The article in The Atlanta Constitution doesn’t say anything about race. It’s all about “patriotic women,” honor, nobility and “the heroism of the confederate cause.” And it seems that Gutzon Borglum, the Danish-American from out West, was fully taken in by this perspective. He even joined the Klan. To him, the Civil War was America’s Iliad, a heroic tragedy (having nothing to do with emancipation) worthy of grandiose art. The article quotes at length something he had written in an art magazine about memorializing Lincoln, which was underway in the construction of the Lincoln Memorial.

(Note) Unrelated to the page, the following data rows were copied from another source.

PR #999, opened 2024-09-25
Unset srpm url if all tasks have failed

Kwaizer:
Resolves: https://github.com/AlmaLinux/build-system/issues/323

### DIFF
--- a/alws/dramatiq/build.py
+++ b/alws/dramatiq/build.py
@@ -157,6 +157,17 @@ async def _start_build(build_id: int, build_request: build_schema.BuildCreate):
 
 async def _build_done(request: build_node_schema.BuildDone):
     async with open_async_session(key=get_async_db_key()) as db:
+        build_task = (
+            (
+                await db.execute(
+                    select(models.BuildTask).where(
+                        models.BuildTask.id == request.task_id
+                    )
+                )
+            )
+            .scalars()
+            .first()
+        )
         try:
             await build_node_crud.safe_build_done(db, request)
         except Exception as e:
@@ -166,22 +177,13 @@ async def _build_done(request: build_node_schema.BuildDone):
                 request.task_id,
                 str(e),
             )
-            build_task = (
-                (
-                    await db.execute(
-                        select(models.BuildTask).where(
-                            models.BuildTask.id == request.task_id
-                        )
-                    )
-                )
-                .scalars()
-                .first()
-            )
             build_task.ts = datetime.datetime.utcnow()
             build_task.error = str(e)
             build_task.status = BuildTaskStatus.FAILED
             await build_node_crud.fast_fail_other_tasks_by_ref(db, build_task)
             await db.flush()
+
+        build_id = build_task.id
 
         # We don't want to create the test tasks until all build tasks
         # of the same build_id are completed.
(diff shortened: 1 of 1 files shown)


Korulag (approved):

alws/crud/build_node.py
```diff
@@ -896,8 +896,9 @@ async def __update_built_srpm_url(
     # if SRPM built we need to download them
     # from pulp repos in next tasks
     if srpm_artifact and build_task.built_srpm_url is None:
+        platform_name = (await build_task.awaitable_attrs.platform).name
```
anfimovdm, line 899: Why do we need it?
Also, I think that's a bad idea to access attributes via `awaitable_attrs`(see https://docs.sqlalchemy.org/en/20/orm/extensions/asyncio.html#sqlalchemy.ext.asyncio.AsyncAttrs and https://docs.sqlalchemy.org/en/20/orm/extensions/asyncio.html#sqlalchemy.ext.asyncio.AsyncSession.run_sync)

alws/dramatiq/build.py
```diff
@@ -166,23 +177,36 @@ async def _build_done(request: build_node_schema.BuildDone):
...
-                .scalars()
-                .first()
-            )
             build_task.ts = datetime.datetime.utcnow()
             build_task.error = str(e)
             build_task.status = BuildTaskStatus.FAILED
             await build_node_crud.fast_fail_other_tasks_by_ref(db, build_task)
             await db.flush()
 
+        build_id = await _get_build_id(db, request.task_id)
```
anfimovdm, line 186: You can get `build_id` from previously loaded `build_task`

alws/dramatiq/build.py
```diff
@@ -166,23 +177,36 @@ async def _build_done(request: build_node_schema.BuildDone):
...
+                update(models.BuildTask).where(
+                    models.BuildTask.build_id == build_id,
+                    models.BuildTask.ref_id == build_task.ref_id,
+                ).values(
+                    status=BuildTaskStatus.FAILED,
+                    built_srpm_url=None,
+                )
+            )
+
+        await db.flush()
```
anfimovdm, line 208: Can't we check it only once when all build tasks are completed?

anfimovdm (changes requested):

alws/crud/build_node.py
Kwaizer: Now I'm not really sure why it was there too :/ 
BTW, you think that accessing values via `awaitable_attrs` is a bad practice or it wouldn't be right in this specific context?

soksanichenko (approved):

alws/crud/build_node.py
anfimovdm: That's not a bad practice, but we should avoid such things in async apps

alws/dramatiq/build.py
```diff
@@ -166,23 +177,23 @@ async def _build_done(request: build_node_schema.BuildDone):
...
+        build_id = build_task.id
+
+        # We need to unset srpm_url if all tasks failed
+        build_tasks = (await db.execute(
+            select(models.BuildTask).where(
+                models.BuildTask.build_id == build_id,
+                models.BuildTask.ref_id == build_task.ref_id,
+                models.BuildTask.arch != 'src',
+            )
+        )).scalars().all()
```
anfimovdm, line 195: Please move that query to the if statement below, because we need it only there

alws/dramatiq/build.py
```diff
@@ -192,7 +203,18 @@ async def _build_done(request: build_node_schema.BuildDone):
         )
 
         if all_build_tasks_completed:
```
anfimovdm, line 205: We can reduce nesting in the following way:
```python
if not all_build_tasks_completed:
     return
failed_tasks = [...]
...
```

alws/dramatiq/build.py
```diff
@@ -192,7 +203,18 @@ async def _build_done(request: build_node_schema.BuildDone):
...
-            build_id = await _get_build_id(db, request.task_id)
+            failed_tasks = [task for task in build_tasks if task.status == BuildTaskStatus.FAILED]
+            if len(failed_tasks) == len(build_tasks):
+                await db.execute(
```
anfimovdm, line 208: Not sure that we need to update these fields via query because we already have build tasks from DB, we can set `build_srpm_url=None` using object attributes
```python
for task in build_tasks:
    task.build_srpm_url = None
```

anfimovdm (changes requested):

alws/dramatiq/build.py
```diff
@@ -209,13 +231,14 @@ async def _build_done(request: build_node_schema.BuildDone):
...
                         str(e),
                     )
-            build_id = await _get_build_id(db, request.task_id)
             await db.execute(
                 update(models.Build)
                 .where(models.Build.id == build_id)
                 .values(finished_at=datetime.datetime.utcnow())
             )
 
+            await db.flush()
```
anfimovdm, line 240: Unnecessary `db.flush`

anfimovdm (changes requested):

anfimovdm (approved):

PR #1006, opened 2024-10-01
Add products exporter

anfimovdm:
Resolves: AlmaLinux/build-system#354

### DIFF
--- a/scripts/add_export_paths_to_product_repos.py
+++ b/scripts/add_export_paths_to_product_repos.py
@@ -19,7 +19,10 @@ def main():
             session.execute(
                 select(Product)
                 .where(Product.is_community.is_(True))
-                .options(joinedload(Product.repositories), joinedload(Product.platforms))
+                .options(
+                    joinedload(Product.repositories),
+                    joinedload(Product.platforms),
+                )
             )
             .scalars()
             .unique()
@@ -27,7 +30,9 @@ def main():
         ):
             if not product.repositories:
                 continue
-            platform_names = '|'.join((platform.name for platform in product.platforms))
+            platform_names = '|'.join(
+                (platform.name for platform in product.platforms)
+            )
             platform_pattern = re.compile(
                 rf'-({platform_names})-(\w+)(-debug|)-dr$',
                 flags=re.IGNORECASE,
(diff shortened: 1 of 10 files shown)


scripts/add_export_paths_to_product_repos.py
```diff
@@ -0,0 +1,48 @@
...
+                .where(Product.is_community.is_(True))
+                .options(joinedload(Product.repositories), joinedload(Product.platforms))
+            )
+            .scalars()
+            .unique()
+            .all()
+        ):
+            if not product.repositories:
+                continue
+            platform_names = '|'.join((platform.name for platform in product.platforms))
```
soksanichenko: Double brackets around the generator are redundant. You can use single brackets.
For example:

```
>>> ', '.join(str(i) for i in range(10))
'0, 1, 2, 3, 4, 5, 6, 7, 8, 9'
>>>
```

scripts/add_export_paths_to_product_repos.py
```diff
@@ -0,0 +1,48 @@
...
+            platform_pattern = re.compile(
+                rf'-({platform_names})-(\w+)(-debug|)-dr$',
+                flags=re.IGNORECASE,
+            )
+            for repo in product.repositories:
+                if repo.arch == 'sign_key':
```
soksanichenko, line 41: I think it's better to use `repo.type == 'sign_key'`

scripts/add_export_paths_to_product_repos.py
```diff
@@ -0,0 +1,48 @@
...
+                    continue
+                regex_result = platform_pattern.search(repo.name)
```
soksanichenko, line 43: Why can't we use `repo.platform.name`?

soksanichenko (changes requested):

scripts/add_export_paths_to_product_repos.py
anfimovdm: It doesn't matter, because when we create a sign key repo we set 'sign_key' for arch and type as well

scripts/add_export_paths_to_product_repos.py
anfimovdm: Because `platform` is missing for products that don't have any builds in it

scripts/add_export_paths_to_product_repos.py
anfimovdm: Fixed

scripts/add_export_paths_to_product_repos.py
soksanichenko: It looks better

maccelf (approved):

PR #1008, opened 2024-10-04
Add ability to add new platforms to the product

maccelf:
Resolves: AlmaLinux/build-system#358

### DIFF
--- a/alws/crud/products.py
+++ b/alws/crud/products.py
@@ -18,7 +18,7 @@ from alws.errors import DataNotFoundError, PermissionDenied, ProductError
 from alws.models import Build, Product, Repository, Team, UserRole
 from alws.perms import actions
 from alws.perms.authorization import can_perform
-from alws.schemas.product_schema import ProductCreate
+from alws.schemas.product_schema import ProductCreate, Platform
 from alws.schemas.team_schema import TeamCreate
 from alws.utils.copr import create_product_repo, create_product_sign_key_repo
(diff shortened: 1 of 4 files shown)


alws/crud/products.py
```diff
@@ -338,18 +364,95 @@ async def modify_product(
...
+            name=repo_name,
+            url=repo_url,
+            arch=arch,
+            pulp_href=pulp_href,
+            type=arch,
+            debug=is_debug,
+            production=True,
+        )
+        db_product.repositories.append(repo)
+        items_to_insert.append(repo)
```
anfimovdm, line 431: Most logic of the new function repeats the same logic as in the `create_product` function, please move common logic to a separate function and reuse it

anfimovdm (changes requested):

anfimovdm (approved):

alws/crud/products.py
```diff
@@ -34,6 +34,63 @@
 logger = logging.getLogger(__name__)
 
 
+async def add_repos_to_product(
+    pulp_client: PulpClient,
+    product: models.Product,
+    owner: models.User,
+    platforms: List[models.Platform]
+):
```
soksanichenko, line 42: add typing for a return value

soksanichenko (commented):
LGTM, except a tiny comment. It's FYI.

anfimovdm (approved):

PR #1035, opened 2024-10-23
- [fixed] getting distribution name of a platform if it contains dashes

soksanichenko:


Korulag (approved):

alws/utils/parsing.py
```diff
@@ -42,9 +42,9 @@ def clean_release(release: str) -> str:
 
 def get_clean_distr_name(distr_name: str) -> str:
     clean_distr_name = re.search(
-        r'^(?P<dist_name>[a-z]+)', distr_name, re.IGNORECASE,
+        r'^(?P<dist_name>[^\d]*)', distr_name, re.IGNORECASE,
     ).groupdict().get('dist_name', '')
-    return clean_distr_name
+    return clean_distr_name.strip('-')
```
anfimovdm, line 47: Instead of additional stripping we can just adjust the regex
```
^(?P<dist_name>\w+(?:-\w+)?)
or
^(?P<dist_name>[a-z]+(?:-[a-z]+)?)
```

soksanichenko: Both doesn't work if a platform name contains more than two dashes.

soksanichenko: Yep, the second option is better, thank you!

PR #1037, opened 2024-10-23
Add new parameter to platform

Kwaizer:
Resolves: https://github.com/AlmaLinux/build-system/issues/368


maccelf (changes requested):
I believe you need to do a migration
Also, make sure that the bootstrap script adds new field to platforms

Kwaizer:
> I believe you need to do a migration Also, make sure that the bootstrap script adds new field to platforms
Forgot to add, thanks for pointing out

soksanichenko (changes requested):
I agree with comment from Maxim. It's the important thing.

maccelf (approved):

Korulag (approved):

javihernandez (approved):

soksanichenko (approved):

Korulag (approved):

PR #1043, opened 2024-11-07
Exclude builds from node

bklvsky:
Implement mechanism for excluding projects on a node

- Change build_node/get_task Request model
- Look up available tasks based on excluded_packages
- black formatting

Resolves:  AlmaLinux/build-system#365

### DIFF
--- a/alws/crud/build_node.py
+++ b/alws/crud/build_node.py
@@ -36,7 +36,7 @@ from alws.utils.modularity import IndexWrapper, RpmArtifact
 from alws.utils.multilib import MultilibProcessor
 from alws.utils.noarch import save_noarch_packages
 from alws.utils.parsing import clean_release, parse_rpm_nevra
-from alws.utils.pulp_client import PulpClient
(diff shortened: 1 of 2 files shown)


alws/crud/build_node.py
```diff
@@ -977,7 +1007,9 @@ async def safe_build_done(
     request: build_node_schema.BuildDone,
 ):
     success = True
-    pulp = PulpClient(settings.pulp_host, settings.pulp_user, settings.pulp_password)
+    pulp = PulpClient(
```
anfimovdm, line 1010: Please replace it with `alws.utils.pulp_client.get_pulp_client`

alws/crud/build_node.py
```diff
@@ -59,6 +72,7 @@ async def get_available_build_task(
                     models.BuildTask.ts < ts_expired,
                     models.BuildTask.ts.is_(None),
                 ),
+                exclude_condition,
```
anfimovdm, line 75: Does the query work if we got `None` here?

anfimovdm (approved):

PR #611, opened 2021-12-29
improvement: icon hover color

### LINKED ISSUE #582: hover color for icons
The BooleanIcon now accepts a color change on hover, but I would like to see that functionality on Icon and all of its wrappers as well.

gidomanders:
The BooleanIcon now accepts a color change on hover, but I would like to
see that functionality on Icon and all of its wrappers as well.

Added hoverColor to icon and all wrapping components.

Closes #582

### DIFF
--- a/src/core/Icon/Icon.stories.tsx
+++ b/src/core/Icon/Icon.stories.tsx
@@ -30,7 +30,16 @@ storiesOf('core/Icons', module)
         <Icon icon="drafts" />
         <Icon icon="drafts" disabled={true} />
         <Icon icon="timer_3" onClick={action('timer clicked')} />
-        <Icon icon="home" disabled={true} onClick={action('timer clicked')} />
+        <Icon icon="home" disabled={true} onClick={action('home clicked')} />
+      </div>
+    );
+  })
+  .add('hover color', () => {
+    return (
+      <div className="d-flex flex-column align-items-center">
+        <Icon icon="child_care" color="secondary" hoverColor="danger" onClick={action('child care clicked')} />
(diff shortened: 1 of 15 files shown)


src/core/Icon/Icon.stories.tsx
```diff
@@ -32,7 +32,16 @@ storiesOf('core/Icons', module)
...
+        <Icon icon="home" disabled={true} onClick={action('home clicked')} />
+      </div>
+    );
+  })
+  .add('hover color', () => {
+    return (
+      <div className="d-flex flex-column align-items-center">
+        <Icon icon="child_care" color="secondary" hoverColor="danger" onClick={action('child care clicked')} />
+        <Icon icon="train" color="primary" hoverColor="success" onClick={action('train clicked')} />
+        <Icon icon="home" disabled={true} color="primary" hoverColor="success" onClick={action('home clicked')} />
```
TimQuist, line 44: Is there an underlying reason to write `disable={true}`  instead of just `disabled`?

Or is it done just to follow the same style as is done everywhere else?

TimQuist (commented):
Tested locally and all Icons I could find that were not deeply nested within other components, have a `hoverColor` variant.

There's also a `Button` as `Icon` but looking at that, it might only be confusing to add a hoverColor property to that.

src/core/Icon/Icon.stories.tsx
gidomanders: It is pretty common to pass the actual boolean to the react component property. This is also a rule in our code style.

TimQuist (approved):

PR #612, opened 2021-12-29
feature: CrudTable

### LINKED ISSUE #605: CrudTable
We are using the EpicTable a lot for our entity listings and it would be a lot easier if there is a component that simplifies the EpicTable for that purpose.

gidomanders:
We are using the EpicTable a lot for our entity listings and it would be
a lot easier if there is a component that simplifies the EpicTable for
that purpose.

Added CrudTable component which wraps the EpicTable to make it easier to
display a table with create/edit/detail view and pagination.
Added CrudHeader component to simplify the display of a header with
sort and search functionality.

Closes #605

### DIFF
--- a/src/table/CrudTable/CrudTable.stories.tsx
+++ b/src/table/CrudTable/CrudTable.stories.tsx
@@ -1,0 +1,780 @@
+import React, { useEffect, useState } from 'react';
+import { storiesOf } from '@storybook/react';
+import { action } from '@storybook/addon-actions';
+import { Card } from 'reactstrap';
+import { capitalize, every, lowerCase, startsWith } from 'lodash';
+import { Field, Form } from 'react-final-form';
+import moment from 'moment';
+import Button from '../../core/Button/Button';
+import Tag from '../../core/Tag/Tag';
+import Select from '../../form/Select/Select';
+import Input from '../../form/Input/Input';
+import ContentState from '../../core/ContentState/ContentState';
+import ConfirmButton from '../../core/ConfirmButton/ConfirmButton';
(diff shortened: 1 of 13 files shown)


src/table/CrudTable/CrudTable.stories.tsx
```diff
@@ -0,0 +1,693 @@
...
+            }}
+          </EpicDetailRow>
+          <EpicDetailRow left={columns.firstName} active={creating}>
+            {() => (
+              <EpicDetail onClose={() => setCreating(false)}>
+                <PersonForm />
+              </EpicDetail>
+            )}
+          </EpicDetailRow>
+        </CrudTable>
```
TimQuist, line 644: The example is very detailed which is good for viewing the component in the storybook, but I find the code example that you get pretty overwhelming.  Maybe it's an idea to also create a bare-bones version so people could view that and understand the 'fundamentals' of this CrudTable?

TimQuist (commented):
Tested locally (in storybook). Seems to work just fine besides the minor 'bug' in the example

src/table/CrudTable/CrudTable.stories.tsx
gidomanders: @TimQuist I've added a "simple example" story. It's a very much thinned-out version of the full example where you don't have to scroll through that much code.

TimQuist (approved):

src/table/CrudTable/CrudTable.stories.tsx
TimQuist: Tested locally and looks good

Borglum didn’t design the statue of a sitting Abraham Lincoln (which was made of Georgia marble), or its giant temple. But he described what they should express. “A simple, honest, sincere, inspired, true creature that knew the straight road and went right through and brushed the unimportant aside. You will pick the particular giants who built this country – Hamilton, Washington, Jefferson, Franklin. Those men will have an honorable place in that monument, and out of that group, going way back into the early eighteen hundreds, will arise this boy. We will assemble Grant, Sherman, Sheridan, Seward, Stanton, and you will see him associated with them down through the friezes that will ornament this temple whenever it is built. . . .On the other side of the monument you will see struggling honestly pushing forward the southern cause, Lee, Stuart, Johnson, and then you will see them all united and the whole thing will close.”
This was how the Civil War looked to a certain artistic mind, as it looked at the time to an overwhelmingly white population outside the South, eager for healing, reunion and progress without having to face the meaning of the Great Migration out of the South. Borglum wasn’t deterred, if he even knew about it, by the “impressive services” held that Thanksgiving of 1915 atop Stone Mountain by a “new” secret organization calling itself the Knights of the Ku Klux Klan (according to another Atlanta Constitution article on the wall of exhibit on Avondale Estates).
Borglum moved to Avondale Estates in 1924 to begin overseeing the carving of Confederate leaders on horseback, embossed on the side of the great granite outcropping. They remain there today. But the sculptor got only as far as the head of Robert E. Lee in 1925. That’s when Gutzon Borglum had a falling out with the United Daughters of the Confederacy and left. The split was said to be about money. I do wonder, though, if it was really about vision.The next sculptor re-designed the plan at a smaller scale, and blasted away Borglum’s head of Lee.
Borglum found another monumental project after that. He moved to South Dakota and created Mount Rushmore.
Hi Doug,
Reading your Docs and musings transports me back to the time more essays offered what I might call narrative thinking.
Such essays offered conversational thinking, minds at work. They exhibit the background of history, its link to our humanity, and a sense that such a literary exchange can invite the reader to think along the path of the writer.
I always enjoy the literary walk you offer.